1 big bottle ketchup (brand doesn't matter cuz you're just using it as a base)
1 small can tomato paste
3 oz. Liquid Smoke (Trader Joe's is great)
2 tbsp grated fresh ginger
1/2 bottle A1 sauce
4 big dashes of Tabasco
big pinch of salt
ground black pepper to taste

Mix all ingredients well and adjust amounts to taste.  Compare it to KC Masterpiece - about 1/4 the price and even better!


----------



## Greg (Jun 8, 2004)

Great one CM! Here's a parboil recipe that works great for ribs. Using your sauce might make it *really* good:


> Barbecue Ribs
> 
> Boil ribs for 15 minutes in:
> 
> ...


----------



## GrubTime (Jul 3, 2004)

*Cheese Enchiladas*

Cheese Enchiladas
INGREDIENTS
4 c. Monterey Jack, shredded
2 c. Cheddar, shredded
2 medium onions, chopped
1 c. sour cream or plain yogurt
1 c. chopped green bell pepper
3-15 oz. cans tomato sauce
4 T. chopped fresh parsley
1/2 t. dried oregano
20 flour tortillas
3 T. chili powder
3/4 t. ground cumin
1/2 t. pepper
2 cloves garlic, finely chopped
PREPARATION
Grease dutch. Mix Monterey Jack, one cup Cheddar cheese, 1/2 onion (chopped), sour cream, parsley
and pepper. Spoon about 1/3-1/2 cup mixture onto each tortilla around filling and face seam side down.
Mix remaining ingredients except cheese. Pour over enchiladas. Sprinkle with remaining cheese. Bake
until hot and bubbly. Serve about 20.
COOKING TIME: Approximately 30 minutes
DUTCH OVEN SIZE: 14 inc

GrubTime
http://www.packlitepro.com


----------



## Stephen (Jul 4, 2004)

Grilled cheese and kielbasa... mmmmmmmm.


----------



## ChileMass (Aug 30, 2005)

Bump - another good old thread......

Any other BBQ freaks out there?  See Greg's ribs recipe above and my BBQ sauce recipe - yum......

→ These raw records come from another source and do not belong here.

PR #54, opened 2021-06-29
sumologicexporter: do not overwrite attributes using metadata translation

sumo-drosiek:
User should be able to write it owns attributes (especially _source ones) and we shouldn't overwrite it

### DIFF
--- a/pkg/exporter/sumologicexporter/translate_metadata.go
+++ b/pkg/exporter/sumologicexporter/translate_metadata.go
@@ -42,6 +42,7 @@ var metadataTranslations = map[string]string{
 	"k8s.replicaset.name":     "replicaset",
 	"k8s.statefulset.name":    "statefulset",
 	"service.name":            "service",
+	"file.path.resolved":      "_sourceName",
 }
 
 // translateMetadata renames metadata keys according to metadataTranslations.
--- a/pkg/exporter/sumologicexporter/translate_metadata.go
+++ b/pkg/exporter/sumologicexporter/translate_metadata.go
@@ -49,7 +49,11 @@ var metadataTranslations = map[string]string{
 func translateMetadata(attributes pdata.AttributeMap) {
 	attributes.Range(func(otKey string, value pdata.AttributeValue) bool {
 		if sumoKey, ok := metadataTranslations[otKey]; ok {
-			attributes.Upsert(sumoKey, value)
+			// do not rename attribute if target name already exists
+			if _, ok := attributes.Get(sumoKey); ok {
+				return true
+			}
+			attributes.Insert(sumoKey, value)
 			attributes.Delete(otKey)
 		}
 		return true
--- a/pkg/exporter/sumologicexporter/translate_metadata_test.go
+++ b/pkg/exporter/sumologicexporter/translate_metadata_test.go
@@ -62,7 +62,7 @@ func TestTranslateMetadataLeavesOtherAttributesUnchanged(t *testing.T) {
 	assertAttribute(t, metadata, "three", "three1")
 }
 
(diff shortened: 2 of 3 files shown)


pkg/exporter/sumologicexporter/translate_metadata.go
```diff
@@ -42,12 +42,16 @@ var metadataTranslations = map[string]string{
...
+	"file.path.resolved":      "_sourceName",
 }
 
 // translateMetadata renames metadata keys according to metadataTranslations.
 func translateMetadata(attributes pdata.AttributeMap) {
 	attributes.Range(func(otKey string, value pdata.AttributeValue) bool {
 		if sumoKey, ok := metadataTranslations[otKey]; ok {
+			if _, ok := attributes.Get(sumoKey); ok {
+				return true
+			}
```
pmalek-sumo, line 54: Can we add some comment here? It's not obvious to me what this does.

For all attributes, for all all metadata translated attributes check if particular sumo metadata key is in the metric attributes and if it is then skip it (don't remove it?)?

sumo-drosiek: I added comment

sumo-drosiek: `// do not rename attribute if target name already exists`

pmalek-sumo: Sorry but I don't understand: `do not rename attribute if target name already exists` -> this checks if `sumoKey` is in `attributes`. Without this check we simply overwrite the value under this key (and remove the corresponding OT key).

Maybe this should be using a different wording? If it exists do not change the value of already existing Sumo key and do not remove a corresponding OT key ?

sumo-drosiek: we can use different wording, I understand it that way.

```
			attributes.Insert(sumoKey, value)
			attributes.Delete(otKey)
```
renames (move) attribute from `otKey` to `sumoKey`

if attribute with name `sumoKey` (target) already exists do not overwrite it

pmalek-sumo (approved):

pkg/exporter/sumologicexporter/translate_metadata_test.go
```diff
@@ -62,19 +62,19 @@ func TestTranslateMetadataLeavesOtherAttributesUnchanged(t *testing.T) {
 	assertAttribute(t, metadata, "three", "three1")
 }
 
-func TestTranslateMetadataOverwritesExistingAttribute(t *testing.T) {
+func TestTranslateMetadataDoNotOverwritesExistingAttribute(t *testing.T) {
```
astencel-sumo, line 65:
```suggestion
func TestTranslateMetadataDoesNotOverwriteExistingAttribute(t *testing.T) {
```

pkg/exporter/sumologicexporter/translate_metadata_test.go
```diff
@@ -62,19 +62,19 @@ func TestTranslateMetadataLeavesOtherAttributesUnchanged(t *testing.T) {
...
 	translateMetadata(metadata)
 
-	assert.Equal(t, 1, metadata.Len())
-	assertAttribute(t, metadata, "host", "hostname1")
+	assert.Equal(t, 2, metadata.Len())
+	assertAttribute(t, metadata, "host", "host1")
 }
 
-func TestTranslateMetadataOverwritesMultipleExistingAttributes(t *testing.T) {
+func TestTranslateMetadataDoNotOverwritesMultipleExistingAttributes(t *testing.T) {
```
astencel-sumo, line 77:
```suggestion
func TestTranslateMetadataDoesNotOverwriteMultipleExistingAttributes(t *testing.T) {
```

PR #59, opened 2021-07-01
refactor(sumologicextension): rename collector credentials path to directory

pmalek-sumo:
After first round of feedback it seems this setting is not obvious hence renaming it from `collector_credentials_path` to `collector_credentials_directory`


perk-sumo (approved):
It's a directory so It totally makes sense to me 👍

PR #61, opened 2021-07-02
refactor!: change translate_metadata to translate_attributes

sumo-drosiek:
change `translate_metadata` to `translate_attributes` and translate all attributes (not only those living in `metadata_attributes`)

PR #72, opened 2021-07-05
test(sumologicexporter): Re-add attribute translation tests for logs text format

astencel-sumo:
Sending logs in text format is different to JSON format with regards to metadata treatment, so I propose to keep the attribute translation tests for both JSON and text format (related to #61).


sumo-drosiek (approved):
I didn't feel that those tests improve coverage in any way, but LGTM

pmalek-sumo (approved):

PR #90, opened 2021-07-08
refactor(sumologicexporter): join attribute translation tests into one with subtests

pmalek-sumo:


sumo-drosiek (approved):

astencel-sumo (approved):
This makes it easier and much cleaner/more readable to add separate test cases 👍

PR #98, opened 2021-07-13
refactor(sumologicextension): extract CredentialsStore interface and localFsCredentialsStore implementation

pmalek-sumo:
Allow custom CredentialsStore implementation by using an interface in the extension.


pkg/extension/sumologicextension/credentialsstore_localfs.go
```diff
@@ -0,0 +1,143 @@
...
+	fi, err := os.Stat(path)
+	if err != nil {
+		if err := os.Mkdir(path, 0700); err != nil {
+			return err
+		}
+		return nil
+	}
+
+	// If the directory doesn't have the execution bit then
+	// set it so that we can 'exec' into it.
```
sumo-drosiek, line 135:
```suggestion
	// set it so that we can access files in it.
```

sumo-drosiek (approved):

pkg/extension/sumologicextension/credentialsstore_localfs.go
```diff
@@ -0,0 +1,143 @@
...
+	if err != nil {
+		return CollectorCredentials{}, err
+	}
+
+	path := path.Join(cr.collectorCredentialsDirectory, filenameHash)
+	creds, err := os.Open(path)
+	if err != nil {
+		return CollectorCredentials{}, err
+	}
+
```
kkujawa-sumo, line 63: It is only suggestion but I don't like this empty line, I prefer when defer is as close as possible to `os.Open` and here is added to another block of code.

kkujawa-sumo (approved):

pkg/extension/sumologicextension/credentialsstore_localfs.go
pmalek-sumo: I agree and I also prefer it this way, thanks!

pmalek-sumo: Changed

PR #106, opened 2021-07-15
fix(sumologicexporter): do not use sumologic extension if endpoint is set

sumo-drosiek:
Setting `auth: null`, or `auth.authenticator: null` in configiuration doesn't clear the authenticator configuration. In order to that we have to do it in code

### DIFF
--- a/pkg/exporter/sumologicexporter/exporter.go
+++ b/pkg/exporter/sumologicexporter/exporter.go
@@ -478,6 +478,12 @@ func (se *sumologicexporter) start(ctx context.Context, host component.Host) err
 		se.dataUrlLogs = httpSettings.Endpoint
 		se.dataUrlMetrics = httpSettings.Endpoint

Those new cable TV shows with the competing barbecue chefs make me salivate just thinking about it, and watching them is like delicious torture (does that make me REALLY sick??).

Anyway - let's hear more BBQ or other summer recipes....


----------



## Greg (Aug 30, 2005)

Simple: Peel and rinse raw jumbo shrimp and marinate in olive oil, mined garlic (lots), kosher salt and cayenne pepper for at least 30 minutes. Grill. Yum.


----------



## ski_resort_observer (Aug 30, 2005)

Honey Mustard Curried Chicken

Throw some chunks of chicken in a baking dish. Mix it with some honey, mustard and curry powder. Bake

Doesn't get any simpler or delicious than that.


----------



## ctenidae (Aug 30, 2005)

Marinate shrimp in dry sherry, a little lemon or lime juice, salt, pepper, garlic, and olive oil. Grill. Like Greg's, Yum.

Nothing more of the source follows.